Despite statements by US President Donald Trump about a possible ceasefire, Iran has publicly rejected reports of progress in negotiations, emphasizing that there is no likelihood of reaching an agreement with the opposing side. Moreover, Tehran refused to accept the US 15-point ceasefire proposal, putting forward its own extensive conditions for resolving the escalating conflict in the Middle East. The deployment of additional US troops in the region increases the risks of further escalation, strengthening the dollar as the world's key reserve currency and putting downward pressure on gold.
At the same time, Iran's energy sector continues to face strain, while the effective closure of the Strait of Hormuz supports rising oil prices. Higher oil prices intensify inflation concerns and reinforce expectations that major central banks, including the US Federal Reserve, will maintain a tight monetary policy stance. The market has largely abandoned expectations of Fed rate cuts—on the contrary, forecasts of a possible rate hike by the end of the year are increasing.
Rising yields on US Treasury bonds further support the dollar and limit demand for gold. Nevertheless, XAU/USD remains highly sensitive to geopolitical factors, and high volatility is expected to persist in the coming sessions—especially amid speculation about a potential US ground operation to take control of a key Iranian oil terminal on Kharg Island.

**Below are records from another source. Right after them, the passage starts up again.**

PR #13798, opened 2020-10-28
treewide: use new extra_command function for init

feckert:
Maintainer: The follwing maintainer should get pinged to verify the changes I have made to call the new extra_command function.

- [ ] @Shulyaka for postfix
- [x] @dibdot for adblock
- [ ] @liudf0716 apfree-wifidog
- [x] @dibdot banip
- [ ] @dangowrt gnunet
- [x] @gladiac1337 haproxy
- [x] @Ansuel nginx
- [x] @yousong openvswitch
- [ ] @chris5560 radicale
- [x] @jefferyto seafile-server
- [x] @stangri simple-adblock
- [ ] @mstorchak tgt
- [x] @zioproto tinc
- [x] @dibdot tavelmate
- [x] @stangri vpn-policy-routing
- [x] @stangri vpnbypass
- [x] @cotequeiroz wifidog
- [x] @G-M0N3Y-2503 docker-ce

Compile tested: not needed only script changes
Run tested: todo if package maintainer verified my changes

Description:
This is a draft P/R if the following openwrt [P/R](https://github.com/openwrt/openwrt/pull/3246) is merged in the openwert master. For consistency the init scripts in the package feed must also use the new function extra_command, to ensure that the help is displayed consistently.

If every think works as expected I will also update the PKG_RELEASE number of each package.

PR #13849, opened 2020-11-03
adblock: adapt openwrt rc.common changes

dibdot:
Maintainer: me / @dibdot
Compile tested: -
Run tested: OpenWrt SNAPSHOT, r14851-08d90a75f9

Description:
* since openwrt master has merged the depending P/R, the old
extra_help/extra_commands syntax is no longer working, see #13798 for
reference
* removed test.sh script from package


BKPepe:
This was not merged yet https://github.com/openwrt/packages/pull/13785 so I would keep the test file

From a technical perspective, gold remains under pressure, with oscillators in negative territory. However, it is worth noting that the Relative Strength Index (RSI) has exited the oversold zone, indicating a resumption of the decline. At the same time, the key 100-day and 200-day SMAs are sloping upward. This suggests that, in the broader view, gold is not prepared for significant losses, and the downward trend is likely to be short-term.